Single-longitudinal-mode lasing based on enhanced scattering in eccentric-hole microstructured optical fiber resonators

In this paper, we propose a dual-core eccentric-hole fiber (DCEHF) microresonator to achieve single-longitudinal mode (SLM) laser emission based on enhanced pump light field induced by scattering effect of the two fiber cores. The directional dependences of the scattered pump field distribution on incident angle as well as overlap integrals between scattered pump light fields and WGMs have been theoretical investigated, and the calculation results show that when the incident angle of the pump light is close to 180 degrees, significant discrepancies would occur in the overlap integrals between WGMs and the scattered field.

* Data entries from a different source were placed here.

PR #8541, opened 2024-10-16
fix(rust): `project enroll` should not try to fetch project data from orchestrator

adrianbenavides:
- Remove `get_project()` call from `project enroll` command. A machine enrolling using an enrollment ticket won't have access to the controller, so that call will fail. In that case, a warning message is logged (the command doesn't fail).
- In that warning log, print the miette report using the display impl instead of its debug trait. The debug implementation is meant to be shown in stdout only, not in logs.


etorreborre (approved):
🙇

PR #8545, opened 2024-10-17
feat(rust): pretty json output by default, and colored if possible

adrianbenavides:
- replace `--pretty` by `--compact-output` to mimic the `jq` api
- apply colors to json output if possible (TTY and NO_COLOR is not passed)
- ux improvement: if either `--jq` or `--compact-output` args are passed, the `--output-format json` is assumed

[asciicast](https://asciinema.org/a/mB8T2sepaLHcqtT7ZevghwYME)


implementations/rust/ockam/ockam_command/src/global_args.rs
```diff
@@ -36,85 +34,55 @@ pub struct GlobalArgs {
...
     /// jq query to apply to the JSON output of the command
     #[arg(global = true, long = "jq")]
-    pub jq_query: Option<String>,
+    jq_query: Option<String>,
 
-    /// Pretty print the JSON output of the command
+    /// Compact the JSON output of the command
     #[arg(global = true, long)]
-    pub pretty: bool,
+    compact_output: bool,
```
davide-baldo, line 61: Should we add an alias for `--pretty` to keep back-compatibility?

davide-baldo (dismissed):
Looks good to me!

And consequently, specific mode having the largest overlap integral would outperform through the mode competition process to excite SLM lasing. We have experimentally obtained SLM lasing emission when the DCEHF-based microresonator is rotated by 206 degrees, which is in good accordance with our calculation results. Additionally, experimental observation of the output laser spectrum shows that the proposed fiber microcavity supports highly stable SLM laser emission. The proposed microresonator based on DCEHFs possesses several desirable merits such as compact size, good laser stability, single-mode operation, and good compatibility with existent fiber-optic systems, which make it a good candidate for applications as functional photonic device in future micro-optics systems.

Automated summary

In this paper, a dual-core eccentric-hole fiber (DCEHF) microresonator is proposed for achieving single-longitudinal mode (SLM) laser emission. The enhanced pump light field induced by scattering effect of the two fiber cores is utilized in the microresonator. The experimental results show that the proposed microresonator supports highly stable SLM laser emission and possesses several desirable merits.